5’ half of specific tRNAs feeds back to promote corresponding tRNA gene transcription in vertebrate embryos [small RNA-Seq, ssDRIP-seq]

5’tRFls are small tRNA fragments derived from 5’ half of mature tRNAs. However, it is unknown whether 5’tRFls could feed back to regulate tRNA biogenesis. Here we show that 5’tRFlGly/GCC and 5’tRFlGlu/CTC function to promote transcription of corresponding tRNA genes and are essential for vertebrate early embryogenesis. During zebrafish embryogenesis, dynamics of 5’tRFlGly/GCC and 5’tRFlGlu/CTC levels correlates with that of tRNAGly/GCC and tRNAGlu/CTC levels.
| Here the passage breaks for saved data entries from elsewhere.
Issue #1881, opened 2024-11-20
Invalid hint for unknown short argument available in other commands


jrohel:
PR https://github.com/rpm-software-management/dnf5/pull/1858 introduced a hint for an unknown argument available in other commands.

However, there is a problem with a group of several short arguments. For example:
```
# dnf -yl upgrade
Unknown argument "-yl" for command "dnf5". Add "--help" for more information about the arguments. 
The argument is available for commands: . (It has to be placed after the command.)
```
Instead of being told that the second argument 'l' is unknown (or in this case, that it is available for repoquery), the user is told the information for the first argument 'y', which is available globally (an empty command is displayed).

alimirjamali:
PR Submitted. This minor issue is relatively easy and straightforward to solve.

PR #2171, opened 2025-04-01
Fix invalid hint for unknown short argument

alimirjamali:
resolves: https://github.com/rpm-software-management/dnf5/issues/1881

### DIFF
--- a/libdnf5-cli/argument_parser.cpp
+++ b/libdnf5-cli/argument_parser.cpp
@@ -1050,6 +1050,7 @@ void ArgumentParser::CommandOrdinary::parse(const char * option, int argc, const
     size_t used_positional_arguments = 0;
     int short_option_idx = 0;
     for (int i = 1; i < argc;) {
+        char unused_short_option = 0;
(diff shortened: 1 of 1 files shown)


libdnf5-cli/argument_parser.cpp
```diff
@@ -1048,6 +1048,7 @@ void ArgumentParser::CommandOrdinary::parse(const char * option, int argc, const
         }
     }
     size_t used_positional_arguments = 0;
+    char unused_short_option = 0;
```
m-blaha, line 1051: The `unused_short_option` variable is used only within the following `for` loop. I’d prefer to define it inside the loop so that its value isn’t carried across iterations and is clearly reset for each processed argument.

m-blaha (changes requested):
Thanks for working on it!

alimirjamali:
> Thanks for working on it!

Thanks for the review. I applied the requested changes.

m-blaha (approved):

Morpholino-mediated knockdown of 5’tRFlGly/GCC or 5’tRFlGlu/CTC down-regulates tRNAGly/GCC or tRNAGlu/CTC levels respectively, and causes embryonic lethality that is efficiently rescued by co-injection of properly refolded corresponding tRNA. In zebrafish embryos, tRNA:DNA and 5’tRFl:DNA hybrids commonly exist on the template strand of tRNA genes. Mechanistically, unstable 5’tRFl:DNA hybrid may prevent the formation of transcriptionally inhibitory stable tRNA:DNA hybrids on the same tRNA loci so as to facilitate tRNA genes transcription. The uncovered mechanism may be implicated in other physiological and pathological processes. For small RNA sequencing, total RNA were extracted respectively from wildtype zebrafish embryos (Tübingen Strain) of 6 chosen stages, and then subjected to small RNA library preparation individually. To investigate the distribution and stability of R-loop on genome, we performed ssDRIP-seq with S9.6 antibody, which specifically recognize RNA:DNA hybrid. Two replicates from wildtype embryos of 256c, sphere and shield stage were collected to perform ssDRIPseq. RNaseH pre-treated genome DNA was used as negative control, which was also performed the standard ssDRIP-seq procedure. Genomic DNA extracted from these samples were fragmentated by restriction enzymes, and then immunoprecipitated by S9.6 antibody.The ssDNA strands in RNA:DNA hybrids were purified and subjected to library preparation.